В темных краях обитают они, мстительные рыцари бритвы. Держат они наготове свое смертоносное вервие и неумолимо препровождают в Эреб[1118] всякого, кто бы ни совершил кровавое злодеяние, ибо отнюдь не буду терпеть того, так говорит Господь.
Тут они начали рассуждать насчет смертной казни и конечно Блум давай выступать со всякими почему да отчего со всей хренопруденцией этого дела а пес что-то все время его обнюхивает мне говорили от этих жидов какой-то особый запах который собаки чуют и рассусоливает про средство устрашения и прочее в этом духе.
– А я знаю одну штуку, на которую не действует устрашение, – это Олф.
– Это какая же? – Джо спрашивает.
– Член того бедняги, которого вешают, – отвечает Олф.

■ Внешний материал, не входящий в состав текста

PR #3304, opened 2026-09-03
helm: allow disabling the config checksum annotation

cbascom:
Adds `restartOnConfigChange` to the standalone chart, defaulting to `true`. When set to `false`, the `checksum/config` annotation is omitted from the pod template.

## Why

The chart stamps a checksum of the ConfigMap onto the pod template, so every configuration change rolls the Deployment. But agentgateway already watches its config file and applies changes in place — the running proxy logs:

```
info | Watching config file: /config/config.yaml
```

and `LocalClient::watch_config_file` calls `reload_config_after_change` when the file changes, including the removal/replace pattern a Kubernetes ConfigMap update produces.

This means adding a user to an `mcpAuthorization` CEL rule currently restarts the gateway and drops every in-flight MCP session, to apply a change the binary would have picked up on its own.

## Safety

Opting out does not risk a bad config taking the proxy down — `reload_config_after_change` already handles that:

```rust
Err(e) => {
    self.metrics.config_synchronized.set(0);
    error!("Failed to reload config: {}", e);
    prev          // keeps the previously loaded config
}
```

A config that fails to load is logged, leaves the previous one serving, and sets `config_synchronized` to 0. Operators who prefer a failed rollout as the signal keep the default.

## Testing

- `restartOnConfigChange: false` added to the existing `workload-overrides` golden case; the regenerated golden shows only the `checksum/config` line removed, with `podAnnotations` intact.
- Verified the annotations block still renders correctly with the value false *and* `podAnnotations` unset.
- `go test ./test/helm/...` passes; all other goldens are unchanged, confirming the default preserves current behaviour exactly.

### DIFF
--- a/controller/install/helm/agentgateway-standalone/templates/_helpers.tpl
+++ b/controller/install/helm/agentgateway-standalone/templates/_helpers.tpl
@@ -169,6 +169,17 @@ mcp:
 {{ toYaml $renderedConfig }}
 {{- end }}
 
+{{/*
+Hash only configuration that agentgateway reads at startup. All other sections of the
+rendered configuration, plus config.modelCatalog, are reloaded without restarting the pod.
+*/}}
+{{- define "agentgateway-standalone.startupConfig" -}}
+{{- $renderedConfig := include "agentgateway-standalone.renderedConfig" . | fromYaml -}}
+{{- $config := get $renderedConfig "config" | default dict | deepCopy -}}
+{{- $_ := unset $config "modelCatalog" -}}
+{{ toYaml $config }}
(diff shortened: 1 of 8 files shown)


dongjiang1989 (approved):
LGTM

howardjohn:
TBH I am questioning if we want this (the checksum) at all. Or maybe only if `config` (doesn't hot reload) changes. Let me think on it but overall I  think something along these lines is a great change

howardjohn (approved):
@cbascom I modified it to only checksum the immutable fields!

PR #3305, opened 2026-09-03
chore(ui): enable recommended biome linting

iandvt:
## Summary

PRs #2957 and #2959 enabled Biome, but TSX and CSS stayed outside recommended linting. This includes both and turns on the React rules.

Biome's safe pass made seven `Object.hasOwn` replacements, and another 12 findings needed small hand fixes.

Existing findings are suppressed inline so the recommended rules can be enabled now. All 123 suppressions use the same explanation: "Existing lint violation; remove this suppression when the underlying issue is fixed." Every enabled rule remains an error, and new unsuppressed violations fail `pnpm lint`.

Search for `biome-ignore` to find the remaining cleanup. Follow-up changes fix each issue and remove its suppression together.

A [follow-up example](https://github.com/iandvt/agentgateway/compare/ui-biome-recommended-lint...ui-biome-yaml-headings) replaces the four read-only YAML labels with headings and removes their suppressions, reducing the total from 123 to 119.

## Testing

- [X] `pnpm lint` (116 files, no diagnostics)
- [X] `pnpm build`
- [X] `CI=1 pnpm exec playwright test` (32 passed)


ui/BIOME.md
```diff
@@ -0,0 +1,117 @@
...
+| `noDangerouslySetInnerHtml` | 1 | 1 | Log Markdown is sanitized by DOMPurify with an explicit tag allowlist and no allowed attributes. Remove this when Markdown renders through React nodes instead of HTML injection. |
+| `noArrayIndexKey` | 37 | 37 | These collections do not have stable UI identities. Add stable identifiers and browser coverage for insertion, deletion, and reordering before changing editable lists. Visual snapshot coverage is enough for display-only lists when it catches layout and ordering regressions. |
+| `noDescendingSpecificity` | 50 | 50 | Moving selectors in the shared stylesheet can change the cascade. Rework selector order and specificity with visual regression coverage. |
+| `noNonNullAssertion` | 4 | 4 | These assertions rely on nearby runtime checks that TypeScript cannot carry into the expression. Replace them with explicit narrowing without adding fallback behavior that hides broken invariants. |
+| **Total** | **136** | **123** | |
+
+### By file
```
howardjohn, line 74: Not sure the intent here but keeping a catalog like this is goingb to be stale quickly

iandvt: This is a list for me to burn down, so you can see why I'm opening each follow-up PR. New lint errors already fail CI unless explicitly suppressed, and I'll remove the existing ignores and update the list as those fixes land.

howardjohn: why in a separate list? everywhere else i have seen this is just doing `//nolint // this is not relevant because of blah blah` style comments

iandvt: I dropped `ui/BIOME.md`. Searching for `biome-ignore` is enough to find the remaining work, so I'll use that to burn these down and remove the comments as the fixes land. New unsuppressed violations still fail lint.

I've linked a [first cleanup diff](https://github.com/iandvt/agentgateway/compare/ui-biome-recommended-lint...ui-biome-yaml-headings) in the PR description too. It changes the four read-only YAML labels to headings and takes the suppression count from 123 to 119.

howardjohn (approved):

PR #113, opened 2022-01-07
Feature - Managed identity

Mimetis:
# USING K2BRIDGE WITH MANAGED IDENTITY WITHIN AKS

We can remove all secrets stored in any app settings within **K2Bridge**, if we are relying on the **Managed Identity** mechanism provided in **Azure**.

## Requirements

Since using **Managed Identity** is only available once the application is actually deployed, we can rely locally on:
- **Local identity**, using the **Azure CLI Token**
- Continuing to use an **Service Principal** issued from the Application Azure AD Token

Since we already have the second solution in place, we can use both solutions:
- Using **Managed Identity** when solution is deployed in Azure.
- Using the `ClientId` / `ClientSecret` locally when working / debugging on our local machine.

The Pull Request will bring the managed identity choice when building the ADX connection string.

The rule is straightforward:
- When the settings `aadClientId` (or `aadClientSecret`) is not available, the **K2Bridge** application will use the **Managed Identity** authentication.
- When both `aadClientId` and `aadClientSecret` are available, **K2Bridge** will use the **Service Principal** authentication.

``` csharp
KustoConnectionStringBuilder conn;

if (string.IsNullOrEmpty(connectionDetails.AadClientId) || string.IsNullOrEmpty(connectionDetails.AadClientSecret))
    conn = new KustoConnectionStringBuilder(connectionDetails.ClusterUrl, connectionDetails.DefaultDatabaseName)
        .WithAadSystemManagedIdentity();
else
    conn = new KustoConnectionStringBuilder(connectionDetails.ClusterUrl, connectionDetails.DefaultDatabaseName)
        .WithAadApplicationKeyAuthentication(connectionDetails.AadClientId, connectionDetails.AadClientSecret,
            connectionDetails.AadTenantId);
```

## Azure Kubernetes Service

**K2Bridge** is using an aks cluster to deploy everything.
We will need a managed identity bind to the application (and POD) to be able to use the managed identity authentication

**Note** : AKS with Managed Identity : [Use managed identities in Azure Kubernetes Service](https://docs.microsoft.com/en-us/azure/aks/use-managed-identity)

### Push to docker

First of all, we need an application deployed in the **Azure Container Registry**:

``` bash
docker tag kustomanagedidentity:latest spertus.azurecr.io/kustomanagedidentity:latest
docker push spertus.azurecr.io/kustomanagedidentity:latest
```

### AKS

Create **AKS** Cluster with managed identity:

``` bash
az aks create -g rgkusto --name bridgeaks --enable-managed-identity --node-count 2 --generate-ssh-keys --attach-acr spertus

```
Once deployed, get the **CREDENTIALS**, and get the **AKS AGENT POOL IDENTITY**, and attach **ACR**:

``` bash
az aks get-credentials -g rgkusto -n bridgeaks
az aks show -g rgkusto -n bridgeaks --query "identity"

# We can't attach ACR during AKS creation, since we are using managed identity.
# Then we attach ACR after initial AKS creation
az aks update -g rgkusto -n bridgeaks --attach-acr spertus
```

### DEPLOYING THE K2BRIDGE APPLICATION

Get the **AGENTPOOL IDENTITY**:

``` bash
az aks show -g rgkusto -n bridgeaks --query "identityProfile"

{
  "kubeletidentity": {
    "clientId": "3ddc45c4-wwww-xxxxx-yyyyy-xxxxxxxxxxxxx",
    "objectId": "....",
    "resourceId": "/subscriptions/6d854ccd-e85d-4a3e-baee-af4f95a56211/resourcegroups/MC_rgkusto_bridgeaks_northeurope/providers/Microsoft.ManagedIdentity/userAssignedIdentities/bridgeaks-agentpool"
  }
}
```

Then add the **ClientId** to the permission in **ADX** (section **Permissions** from **Azure Portal**)

Then deploy the application in AKS

``` yaml
apiVersion: apps/v1
kind: Deployment
metadata:
  name: kustomanagedidentity
  labels:
    app: kustomanagedidentity
spec:
  replicas: 1
  selector:
    matchLabels:
      app: kustomanagedidentity
  template:
    metadata:
      labels:
        app: kustomanagedidentity
    spec:
      containers:
        - name: kustomanagedidentity
          image: spertus.azurecr.io/kustomanagedidentity:latest
          imagePullPolicy: IfNotPresent
          ports:
            - containerPort: 80
              protocol: TCP
          env:
            - name: ASPNETCORE_URLS
              value: http://+:80
---
apiVersion: v1
kind: Service
metadata:
  name: kustomanagedidentity-svc
  labels:
    app: kustomanagedidentity-svc
spec:
  type: LoadBalancer
  ports:
    - port: 80
      targetPort: 80
      protocol: TCP
  selector:
    app: kustomanagedidentity
```

``` bash
kublect apply -f aks
```


AsafMah:
Hey, you accidentally made a PR for "master" instead of "dev-vnext", it makes it impossible to review, please fix

eladiw (changes requested):
Few comments:
a) the documentation is great, lets add it to the docs section?
b) what about Terraform  templates update to deploy with managed identity?

K2Bridge/KustoDAL/KustoQueryExecutor.cs
```diff
@@ -57,13 +57,26 @@ internal class KustoQueryExecutor : IQueryExecutor
...
-            var conn = new KustoConnectionStringBuilder(
-                connectionDetails.ClusterUrl,
-                connectionDetails.DefaultDatabaseName)
-                .WithAadApplicationKeyAuthentication(
-                    connectionDetails.AadClientId,
-                    connectionDetails.AadClientSecret,
-                    connectionDetails.AadTenantId);
+            KustoConnectionStringBuilder conn;
+
+            if (string.IsNullOrEmpty(connectionDetails.AadClientId) ||
```
AsafMah, line 62: I'm not a big fan of this approach. If someone forgets to have a secret, rather than informing them we will silently do Managed Identity auth.

I think we should add an explicit option in the config for the type of the authentication, and then throw if keys are missing.

Mimetis: Make sense.
I will introduce the `useManagedIdentity` bool variable in the **appsettings.json**.
The default value will be false to be backward compatible.

Mimetis:
> Few comments: a) the documentation is great, lets add it to the docs section? b) what about Terraform templates update to deploy with managed identity?

The terraform version used in the terraform templates is `1.38.0`
This version is not allowing us to use the property `identity`

``` yaml
  identity {
    type = "SystemAssigned"
  }
```
Upgrading terraform to the last version `2.91.0` breaks a lot of things in the terraform templates.

**I would rather prefer to not touch it for now, since I don't have enough knowledge on the project to handle all the side effects.**

That being said, I've create a small sample to be able to work on a new flag `aks_use_managed_identity` to allow the user to choose between having a client / secret or a managed identity for the aks cluster

### aks_use_managed_identity

About the flag `aks_use_managed_identity` in terraform.
It can be tricky to make a boolean condition on a whole section inside the aks resource.
So far the only way to make it running is to use the [dynamic](https://www.terraform.io/language/expressions/dynamic-blocks) statement:

So far, we can have a variable in the **variables.tf** file:

``` yaml
variable "aks_use_managed_identity" {
  type = bool
}
```

And then using the dynamic statement to have on or the other section:

``` yaml
resource "azurerm_kubernetes_cluster" "aks" {
  name                = var.aks_name

  dynamic "service_principal" {
    iterator = sp
    for_each = var.aks_use_managed_identity ? [] : [{}] false
    content {
      client_id     = var.aks_sp_client_id
      client_secret = var.aks_sp_client_secret
    }
  }

  dynamic "identity" {
    iterator = sp
    for_each = var.aks_use_managed_identity ? [{}] : [] false
    content {
      type = "SystemAssigned"
    }
  }
```
That being said, we still have to manage the default value for client / secret, that are still mandatory, and upgrading the terraform provider, and updating the devops pipeline

AsafMah (approved):
Looks good from my end,
but sort everything out with the terraform with @eladiw  before merging

eladiw (changes requested):
looks good. 
I am missing:
a) documentation
b) a new issue to update the existing terraform template to support this (mention it requires tf version upgrade)

Mimetis:
@eladiw Documentation has been migrated to the devops wiki

Mimetis:
I've updated the documentation partially, since it could not be completed until we have:
- Update the **helm chart** to support the `useManagedIdentity` settings
- Update the **helm chart** to ensure that `aadClientSecret` is now optional (if `useManagedIdentity` is set to true)

Not part of the doc, but still needed:
- Update the **terraform** module to the last version (to support aks creation with managed identity)
- Update the **terraform** module to allow user to use either **managed identity** or **service principal**. (see previous comment on the new `aks_use_managed_identity` variable and the dynamic implementation
- Update the **terraform** module to ensure that `aks_sp_client_id`, `aks_sp_object_id`, `aks_sp_client_secret` are optional if `aks_use_managed_identity` is set to true

docs/installation.md
```diff
@@ -2,18 +2,40 @@
 
 ## Requirements
 
-* AKS cluster ([create an AKS cluster instructions](https://docs.microsoft.com/en-us/azure/aks/kubernetes-walkthrough-portal#create-an-aks-cluster)) or any other Kubernetes cluster (version 1.14 or newer - tested and verified up to version 1.16. A minimum of 3 node count).
+### AKS
+
+You need an AKS cluster ([create an AKS cluster instructions](https://docs.microsoft.com/en-us/azure/aks/kubernetes-walkthrough-portal#create-an-aks-cluster)) or any other Kubernetes cluster (version 1.14 or newer - tested and verified up to version 1.16. and a minimum of 3 node count).
```
eladiw, line 7:
```suggestion
You need an AKS cluster ([create an AKS cluster instructions](https://docs.microsoft.com/en-us/azure/aks/kubernetes-walkthrough-portal#create-an-aks-cluster)) or any other Kubernetes cluster (version 1.21.2 or newer - tested and verified with version 1.21.2. and a minimum of 3 node count).  
```

eladiw (approved):
lgtm.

– Правда, что ли? – это Джо.
– Чистейшая правда, – Олф ему. – Я сам слышал от главного надзирателя, который был в Килмаинхеме[1119], когда там вешали Джо Брэди, непобедимого. Он говорит, когда они сняли его с веревки, то у него так и торчал прямо им в нос, как свечка.
– Страсть господствует и в смерти[1120], кто-то там говорил, – это Джо.
– Наука это все объясняет, – говорит Блум. – Это естественный феномен, понимаете ли, поскольку за счет…
И начинает сыпать слова, от которых язык сломаешь, про феномены да про науку, мол, тот феномен да еще вон тот феномен.